Thursday, August 27, 2009

Imperialist swine

Last night I dreamt there was a pig wandering about the house. Laughable at first, until fear set in. It tore down all my doors. Vulnerable and violated.

I weep in waves
and hide between
the
spaces
of the words
we...

You have been missing for so, so long.



All I do is wander.

Monday, August 24, 2009

Shiny

:




October, please come soon.




:

Sunday, August 9, 2009

July, July!

I don't need you.
Please don't ever think that I do.







And the water rolls down the drain...

Friday, August 7, 2009

And so...

I give up. I just don't give a fuck anymore.

Kiss my ass, world!

Wednesday, August 5, 2009

First

You were incredible. Taller than I imagined, and so terribly sweet. I was nervous, and my insecurities did nothing to help the situation. You were so warm; I felt like I could just melt into you. I regretted our actions halfway through; you were inside me but I hardly knew you. And that's all I wanted. To know you.

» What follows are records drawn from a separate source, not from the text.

PR #2538, opened 2019-12-24
fix: viewport positioner resets on anchor change

scomea:
# Description
Viewport positioner was not resetting on anchor change.  This fix causes it to check for anchor changes and reposition if required.

## Motivation & context
Users had encountered issue with positioner not reacting to anchor change.

## Issue type checklist

## Process & policy checklist

### DIFF
--- a/packages/fast-components-react-base/src/viewport-positioner/viewport-positioner.tsx
+++ b/packages/fast-components-react-base/src/viewport-positioner/viewport-positioner.tsx
@@ -189,33 +189,7 @@ class ViewportPositioner extends Foundation<
     constructor(props: ViewportPositionerProps) {
         super(props);
 
-        this.state = {
-            disabled: true,
-            noObserverMode: false,
-            xTransformOrigin: Location.left,
-            yTransformOrigin: Location.top,
-            xTranslate: 0,
-            yTranslate: 0,
-            top: null,
-            right: null,
-            bottom: null,
-            left: null,
-            currentHorizontalPosition:
-                ViewportPositionerHorizontalPositionLabel.undefined,
-            currentVerticalPosition: ViewportPositionerVerticalPositionLabel.undefined,
-            defaultHorizontalPosition: this.getHorizontalPositionToLabel(
-                this.props.horizontalPositioningMode,
-                this.props.defaultHorizontalPosition
-            ),
-            defaultVerticalPosition: this.getVerticalPositionToLabel(
-                this.props.verticalPositioningMode,
-                this.props.defaultVerticalPosition
-            ),
-            horizontalSelectedPositionWidth: null,
-            verticalSelectedPositionHeight: null,
-            initialLayoutComplete: false,
-            validRefChecksRemaining: 2,
-        };
+        this.state = this.getInitialState();
     }
 
     public componentDidMount(): void {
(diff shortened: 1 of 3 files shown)


packages/fast-components-react-base/src/viewport-positioner/viewport-positioner.tsx
```diff
@@ -228,12 +202,27 @@ class ViewportPositioner extends Foundation<
     }
 
     public componentDidUpdate(prevProps: ViewportPositionerProps): void {
+        // if anchor or viewport changes the component needs to reset
+        if (
+            prevProps.anchor !== this.props.anchor ||
+            prevProps.viewport !== this.props.viewport
+        ) {
+            this.disconnectObservers();
```
janechu: could you add a method for resetting the component and just run both of these together? seems like there's no case in which you aren't doing both `disconnectObservers` and `disconnectViewport`.

packages/fast-components-react-base/src/viewport-positioner/viewport-positioner.tsx
```diff
@@ -1245,6 +1247,39 @@ class ViewportPositioner extends Foundation<
                 return ViewportPositionerVerticalPositionLabel.undefined;
         }
     };
+
+    /**
+     * Gets the uninitialized state
+     */
+    private getInitialState = (): ViewportPositionerState => {
+        return {
+            disabled: true,
```
janechu: should this check for props first since disabled is settable?

scomea: State does not necessarily match props.  Before initialization the component state is disabled and it only gets enabled if not disabled by props *and* gets valid viewport/anchor values.  Setting disabled = false on the prop does not mean the disabled state will be false if the other essential resources needed by the component fail to validate.

packages/fast-components-react-base/src/viewport-positioner/viewport-positioner.tsx
scomea: Merged into "detachListeners"

packages/fast-components-react-base/src/viewport-positioner/viewport-positioner.tsx
janechu: What if I want to initialize it as open?

janechu: I'm going to be away next week, pinging @chrisdholt for an opinion.

scomea: If the prop is set to true then that should override the state appropriately, the state should end up as true and the menu should be visible.

chrisdholt: @scomea is this an issue where "disabled" means something different than it typically does? There isn't a prop to set disabled as `true`, correct? This is more a function of the internals of the component?

packages/fast-components-react-base/src/viewport-positioner/viewport-positioner.tsx
```diff
@@ -1245,6 +1237,39 @@ class ViewportPositioner extends Foundation<
                 return ViewportPositionerVerticalPositionLabel.undefined;
         }
     };
+
+    /**
+     * Gets the uninitialized state
+     */
+    private getInitialState = (): ViewportPositionerState => {
```
chrisdholt: This is somewhat of a nit but I think important. While this function is descriptive of what is happening, there previously was a pattern of getInitialState in react and I'd like to avoid confusion with it. Can we modify this name slightly to do so? Perhaps `generateInitialState` or something close but not the same as the above? :)

packages/fast-components-react-base/src/viewport-positioner/viewport-positioner.tsx
scomea: Sort of.  There is a disabled prop which disables positioning logic and causes the positioner to just show up where it would in normal document flow.  The internal disabled "state" starts as true and unless it is disabled in props only gets set to false once the component's initialization completes successfully (ie. we get valid anchor & viewport).  If initialization fails to get resources it needs it ultimately ends up in a disabled state which renders the component in normal document flow.  The component remains hidden from view during initialization so we don't get flicker as we determine resources and calculate the position.

packages/fast-components-react-base/src/viewport-positioner/viewport-positioner.tsx
scomea: generateInitialState it is.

You held my hand, and I resisted at first, uncomfortable with the unfamiliar. We passed the man dressed as a statue of an angel, and he was so beautiful I could have cried. You bought me flowers. It confused me- people don't buy me flowers. I felt so undeserving, but all I could do was thank you.

I am still picking apart the conversation we had at Boloco (if that's even the correct name). I was embarrassed to talk about my problems at first, but the more I opened up to you, the better I felt. You challenged my theories and statements, which I adored, since people seldom do.

When we sat at the adorable Italian cafe, I studied your face. I couldn't stop thinking about how handsome you were. I felt such tenderness for you, but I couldn't understand why. I'm generally very bitter and pessimistic about these things. Today, at work, I remembered when you asked "Do you know what's not going to be there when we get back?" and I asked "What?" and you replied "A ticket," and I smiled to myself at my register.

I never wanted it to end, you know. It was such a lovely night- not too warm and the moon was devastatingly bright. I can still see the branches sway above me as we rocked in your hammock. In retrospect, I wish I hadn't cried. You were comforting and safe and you understood and what I want to do is thank you. Thank you a million times over, even if you never feel anything for me.

It was better than hypothetical sweaters and apples and novels.

Sunday, August 2, 2009

Snapshot Sunday

Max lounged around all morning.
While I was cleaning, I discovered CJ's sunflower had been neglected. Tragic!
Then I did an hour of Cardioke. It was surprisingly enjoyable!
For lunch, I had a salad with oranges, raspberry vinegarette and toasted ramen.